Well, since they cut my post, here it goes again this time WITHOUT my email. 

So if you're interested in getting in contact with that relocation service, let me know and I'll put you in contact with them.

And to the others: There are people who appreciate a good service...!


----------



## xabiaxica (Jun 23, 2009)

Winnieborder said:


> Well, since they cut my post, here it goes again this time WITHOUT my email.
> 
> So if you're interested in getting in contact with that relocation service, let me know and I'll put you in contact with them.
> 
> And to the others: There are people who appreciate a good service...!


if it's a registered company with a website, you can put a link, as long as you can personally recommend their services & have no connection with the company

no need to do it behind closed doors


----------



## jojo (Sep 20, 2007)

Winnieborder said:


> Well, since they cut my post, here it goes again this time WITHOUT my email.
> 
> So if you're interested in getting in contact with that relocation service, let me know and I'll put you in contact with them.
> 
> And to the others: There are people who appreciate a good service...!


Unless its for a non EU citizen, apart from booking the ferry/flight, there is very little that anyone, other than the "relocatee" themselves, can do!! 

Jo xxx


----------



## Winnieborder (Jan 21, 2011)

xabiachica said:


> if it's a registered company with a website, you can put a link, as long as you can personally recommend their services & have no connection with the company
> 
> no need to do it behind closed doors


Oh, ok. I didn't know that.

Yes, it is a registered company and I can recommend their services.

Their webpage is www.tulipanmalaga.com

Best regards


----------



## jojo (Sep 20, 2007)

Winnieborder said:


> Oh, ok. I didn't know that.
> 
> Yes, it is a registered company and I can recommend their services.
> 
> ...


Ah, so it helps companies/corporations to re-locate?? That makes more sense cos that can be complicated, especially if you dont have translators or understand Spanish business laws. 

Jo xxx


----------



## xxxxxxxxxMirey Hara (Sep 12, 2011)

Thank you so much for all these awesome advices! I also found this Spanish company ***** through google search. I contacted them and they said they could help me inmediatly to arrange a bank account, get an NIE number and a quick car registration, once I arrive to Malaga. It sounds good... Nevertheless, if you guys have some feedback about them or know any other relocating solutions provider in Malaga, please let me know and I will ask them and compare prices!!!! M.


----------



## jojo (Sep 20, 2007)

Mirey Hara said:


> Thank you so much for all these awesome advices! I also found this Spanish company MeExpress through google search. I contacted them and they said they could help me inmediatly to arrange a bank account, get an NIE number and a quick car registration, once I arrive to Malaga. It sounds good... Nevertheless, if you guys have some feedback about them or know any other relocating solutions provider in Malaga, please let me know and I will ask them and compare prices!!!! M.

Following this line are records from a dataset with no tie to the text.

PR #1127, opened 2025-10-07
Nuke `std.Uri`, integrate Ada URL

nikneym:
This PR does a `URL` overhaul by introducing [ada-url](https://github.com/ada-url/ada) to the codebase.

* Removes all `std.Uri` usage.
* Href strings are normalized as WHATWG requires.
* Refactors `HTMLAnchorElement` by introducing `object_data` in `Page`.

The CDP changes require extra attention; this is the first time I'm making a change in that part of the code. 👀

### DIFF
--- a/src/tests/html/link.html
+++ b/src/tests/html/link.html
@@ -16,8 +16,10 @@
   testing.expectEqual('https://lightpanda.io', link.origin);
 
   link.host = 'lightpanda.io:443';
-  testing.expectEqual('lightpanda.io:443', link.host);
-  testing.expectEqual('443', link.port);
+  // Port is omitted if its the default one for the scheme.
+  testing.expectEqual('lightpanda.io', link.host);
+  // Port is omitted if its the default one for the scheme.
+  testing.expectEqual('', link.port);
   testing.expectEqual('lightpanda.io', link.hostname);
 
   link.host = 'lightpanda.io';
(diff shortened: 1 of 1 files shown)


src/browser/page.zig
```diff
@@ -122,12 +127,30 @@ pub const Page = struct {
         complete,
     };
 
+    const ObjectDataMap = std.HashMapUnmanaged(
```
karlseguin, line 130: Is this being replaced with the `state`, e.g. `getOrCreateNodeState` ?

src/url.zig
```diff
@@ -1,82 +1,233 @@
...
+        return href.data[0..href.length];
+    }
 
-        return .{
-            .uri = uri,
-            .raw = str,
-        };
+    pub fn getHostname(self: URL) []const u8 {
+        const hostname = ada.getHostnameNullable(self.internal);
+        return hostname.data[0..hostname.length];
```
karlseguin, line 100: presumably this can be null?

src/browser/page.zig
nikneym: No, my idea was to keep `URL` needed for `HTMLAnchorElement` only. I think it should live inside `State`.

Edit: `State` seem to be holding many things... I'm not sure which part should be taken.

anonrig (approved):

Issue #319, opened 2015-10-08
Handle repository already exists on GitHub


johndbritton:
We've seen a few cases where something strange happened and a user was in a state where they were unable to accept an invitation because a repository already existed within an organization with the same name as the repository we were trying to create.

Let's handle this case gracefully for the user. Maybe give them the option to connect to the existing repository or just create a new repository with a slightly modified name.

PR #522, opened 2016-03-25
Fix double flashes in `group_assignment_invitations/accept.html.erb`

cyhsutw:
While trying to reproduce #319, I found that `group_assignment_invitations/accept.html.erb` would render 2 flash messages :zap: :zap: when the repo name already exists.

double_flash

The extra flash message (the lower one) is removed in the PR.

### DIFF
--- a/app/views/group_assignment_invitations/accept.html.erb
+++ b/app/views/group_assignment_invitations/accept.html.erb
@@ -12,8 +12,6 @@
 </div>
 
 <div class="site-content-body">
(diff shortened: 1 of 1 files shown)


johndbritton:
:+1:

tarebyte:
Thanks @cyhsutw can you merge master in and then I can ship it?

cyhsutw:
@tarebyte Just rebased and passed the checks.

Well to get a bank account YOU need to go into a bank, any bank with your passport and open a non residents bank account. To get your NIE number YOU need to go to the foreigners office in Malaga. To get your car matriculated will involve taking all of the cars documents into your nearest trafico office. This can be make easier with the help of a local Gestoria, but IME it isnt quick as it involves alot of paperwork and details to vbe changed. A friend of mine started the process of getting her car matriculated last December and it wasnt completed til June!! I cant imagine how any company offering this kind of service will survive for long

For the life of me, I cant see how a company can do any of that for you. YOU need to be present, your original passport has to be with YOU and YOU have to sign in their presence. So I'm not sure what you're asking I guess, unless you're not an EU citizen??


----------



## xabiaxica (Jun 23, 2009)

Mirey Hara said:


> Thank you so much for all these awesome advices! I also found this Spanish company **** through google search. I contacted them and they said they could help me inmediatly to arrange a bank account, get an NIE number and a quick car registration, once I arrive to Malaga. It sounds good... Nevertheless, if you guys have some feedback about them or know any other relocating solutions provider in Malaga, please let me know and I will ask them and compare prices!!!! M.


never heard of them

& you don't need to waste your money

you can walk into a bank with your passport & open a non-resident account immediately & change it to a resident account when you have all the rest of your paperwork sorted - & even if you used a company to help you, you STILL HAVE TO GO TO THE BANK IN PERSON

you can get your NIE, Padron & resident cert FREE - there is no such thing as a company which can fast track any of these things & you STILL HAVE TO GO TO THE OFFICES IN PERSON

you can pay a gestor much much less to sort out your car - they would use a gestor anyway


DON'T WASTE YOUR MONEY!!!!


----------



## jojo (Sep 20, 2007)

.... Its a bit like asking a company to go to the toilet for you lol!!!!

Jo xxx


----------



## Seb* (Mar 22, 2009)

jojo said:


> Well to get a bank account YOU need to go into a bank, any bank with your passport and open a non residents bank account. To get your NIE number YOU need to go to the foreigners office in Malaga. To get your car matriculated will involve taking all of the cars documents into your nearest trafico office. This can be make easier with the help of a local Gestoria, but IME it isnt quick as it involves alot of paperwork and details to vbe changed. A friend of mine started the process of getting her car matriculated last December and it wasnt completed til June!! I cant imagine how any company offering this kind of service will survive for long
> 
> For the life of me, I cant see how a company can do any of that for you. YOU need to be present, your original passport has to be with YOU and YOU have to sign in their presence. So I'm not sure what you're asking I guess, unless you're not an EU citizen??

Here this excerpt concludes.